В восемь часов его разбудила Ольга. Она принесла три четверти фунта муки — теперь уже на троих.
— Ты сегодня бледный какой-то, — сказала Ольга. — Устал?
Он кивнул в ответ. Последние дни из-за недоедания и бесконечных нагрузок на работе, от тревожных дум Фиолетов чувствовал себя плохо. Побледнело лицо, под глазами образовались синяки. Часто кружилась голова, напоминая о голодовке в грозненской тюрьме.

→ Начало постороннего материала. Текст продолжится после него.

PR #528, opened 2020-09-10
Refactor Memo List Serialization

keefertaylor:

Refactor memo list to be standardized. 

### Context of Change

Refactor method to use same idioms as other list serialization methods (see for example, `pathListToJSON`). 

Specifically:
- Change name to `memoListToJSON` for consistency
- Use a simple map function internally
- Do not check inputs for validity, defer that responsibility to callers (note, this removes a unit test)
- Input is `Array<Memo>` and output is `Array<MemoJSON`>

### Type of Change

- [ ] Documentation Updates
- [ ] Release

## Before / After

No change. This is prep work for a larger refactor of common transaction fields in #519 

## Test Plan

CI shows that this does not affect the public API; removed a unit test which was testing removed functionality.

### DIFF
--- a/src/XRP/serializer.ts
+++ b/src/XRP/serializer.ts
@@ -436,7 +436,10 @@ const serializer = {
       object.TxnSignature = signature
     }
 
-    Object.assign(object, this.memosToJSON(transaction.getMemosList()))
+    const memoList = transaction.getMemosList()
+    if (memoList.length > 0) {
+      object.Memos = this.memoListToJSON(memoList)
+    }
 
     const additionalTransactionData = getAdditionalTransactionData(transaction)
     if (additionalTransactionData === undefined) {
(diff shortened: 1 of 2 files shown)


src/XRP/serializer.ts
```diff
@@ -805,13 +808,9 @@ const serializer = {
...
-  memosToJSON(memos: Memo[]): { Memos: MemoJSON[] } | undefined {
-    if (!memos.length) {
-      return undefined
-    }
-
-    const convertedMemos = memos.map((memo) => this.memoToJSON(memo))
-    return { Memos: convertedMemos }
+  memoListToJSON(memos: Memo[]): MemoJSON[] {
+    // eslint-disable-next-line @typescript-eslint/unbound-method -- Manually assigning `this`.
+    return memos.map(this.memoToJSON, this)
```
tedkalaw, line 813: can you use an arrow function instead here?

```
return memos.map((memo) => this.memoToJSON(memo))
```

`this` is presered in arrow functions

keefertaylor: Totally. I was trying to make the linter happy here (we do this other places too). 

Do we have any thoughts on whether we should disable this linter rule?

keefertaylor:
/+ Hans who may have comments about the linter. I think you've mentioned we could disable the rule in question in the past, I just forget exactly what you've said :)

keefertaylor:
Gentle ping, @tedkalaw

amiecorso (approved):

src/XRP/serializer.ts
tedkalaw: it gets mad with arrow functions? the dox for the rule implies that arrow funcs are cool: https://github.com/typescript-eslint/typescript-eslint/blob/master/packages/eslint-plugin/docs/rules/unbound-method.md

if we're doing this other places already, i say just go for it as is

tedkalaw (approved):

Несколько дней назад, когда он выступал перед рабочими нефтеперегонных заводов, ему сделалось плохо. Сидевший в президиуме Абдула подхватил его на руки. Через несколько минут, глотнув воды, Фиолетов продолжал выступление. Он говорил о том, что хлеб везут из Царицына под огнем белогвардейских банд. Об этом была телеграмма из Петрограда.
Своим выступлением Фиолетов тогда остался доволен. Рабочие проголосовали за резолюцию: «Принимая во внимание важность бакинской промышленности, единственного топливного источника для всей России, в интересах сохранения русской промышленности, в интересах дальнейшего развития как русской, так и международной революции мы, черногородские рабочие, несмотря на голодное наше состояние, своих промыслов не покинем и напряжем остатки наших истощенных сил, чтобы продолжать работу. Оставление ее в такой момент мы считаем дезертирством с революционного поста».
Абдула теперь работал в ВРК. Состояние Фиолетова его очень обеспокоило, и он пошел к Шаумяну. Здания Военно-революционного комитета и Совнаркома стояли недалеко друг от друга.
Шаумян выслушал Абдулу и позвал секретаршу.
— Ольга Григорьевна, у меня к вам просьба. Пожалуйста, срочно организуйте экипаж, на котором ежедневно — повторяю, ежедневно — отвозили бы Ивана Тимофеевича к нему на квартиру. И проследите еще, чтобы он там обедал и отдыхал не менее трех-четырех часов.
На следующий день точно в обеденное время совнаркомовская коляска остановилась возле совнархоза, но кучер напрасно просидел час, ожидая Фиолетова, чтобы отвезти его домой обедать. Председатель СНХ в это время находился у нефтяных вышек.
Положение с добычей нефти очень тревожило Фиолетова. Проезжая по промыслам, он видел неработающие буровые станки и заброшенные скважины. Добыча нефти падала с каждым днем. Об этом же говорили в совнархозе.
— Иван Тимофеевич, закрылись еще две фирмы, — доложил статистик.
— Итого двадцать нефтяных фирм не работают, — подвел печальный итог Фиолетов. — Что с тартальщиками Тагиева?
— Пока без работы. Двадцать тысяч человек.
— Суточная добыча?
— Уменьшилась на три миллиона пудов.